» **WORK REQUIRED**
Would you please transcribe, exactly as written, the lines of the entries below starting at the one that holds "This means vkmark" and ending at the one that holds "Probably we should", both included?
= Beginning of Section =
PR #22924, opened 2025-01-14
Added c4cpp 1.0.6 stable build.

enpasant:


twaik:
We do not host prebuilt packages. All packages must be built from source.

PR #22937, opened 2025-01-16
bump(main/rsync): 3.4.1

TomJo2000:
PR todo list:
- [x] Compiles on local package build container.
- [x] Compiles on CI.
= End of Section =
= Beginning of Section =
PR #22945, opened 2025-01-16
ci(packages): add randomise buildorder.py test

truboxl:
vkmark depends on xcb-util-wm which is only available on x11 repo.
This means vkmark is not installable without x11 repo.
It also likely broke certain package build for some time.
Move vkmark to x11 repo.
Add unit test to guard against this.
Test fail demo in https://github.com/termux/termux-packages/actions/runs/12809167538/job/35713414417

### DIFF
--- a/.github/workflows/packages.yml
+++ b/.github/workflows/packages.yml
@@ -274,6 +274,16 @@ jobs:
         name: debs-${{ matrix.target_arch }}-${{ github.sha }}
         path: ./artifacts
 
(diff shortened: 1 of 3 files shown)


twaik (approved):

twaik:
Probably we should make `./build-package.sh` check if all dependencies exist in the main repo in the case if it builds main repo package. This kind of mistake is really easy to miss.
= End of Section =
= Beginning of Section =
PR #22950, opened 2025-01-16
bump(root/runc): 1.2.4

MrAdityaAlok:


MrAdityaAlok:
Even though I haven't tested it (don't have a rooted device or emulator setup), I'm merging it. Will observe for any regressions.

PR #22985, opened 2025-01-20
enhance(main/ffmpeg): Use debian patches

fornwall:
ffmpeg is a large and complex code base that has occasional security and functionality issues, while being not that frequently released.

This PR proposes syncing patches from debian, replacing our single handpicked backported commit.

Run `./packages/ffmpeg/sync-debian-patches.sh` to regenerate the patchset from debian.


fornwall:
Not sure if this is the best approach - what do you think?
= End of Section =
» **RESPONSE**
This means vkmark is not installable without x11 repo.
It also likely broke certain package build for some time.
Move vkmark to x11 repo.
Add unit test to guard against this.
Test fail demo in https://github.com/termux/termux-packages/actions/runs/12809167538/job/35713414417

### DIFF
--- a/.github/workflows/packages.yml
+++ b/.github/workflows/packages.yml
@@ -274,6 +274,16 @@ jobs:
         name: debs-${{ matrix.target_arch }}-${{ github.sha }}
         path: ./artifacts
 
(diff shortened: 1 of 3 files shown)


twaik (approved):

twaik:
Probably we should make `./build-package.sh` check if all dependencies exist in the main repo in the case if it builds main repo package. This kind of mistake is really easy to miss.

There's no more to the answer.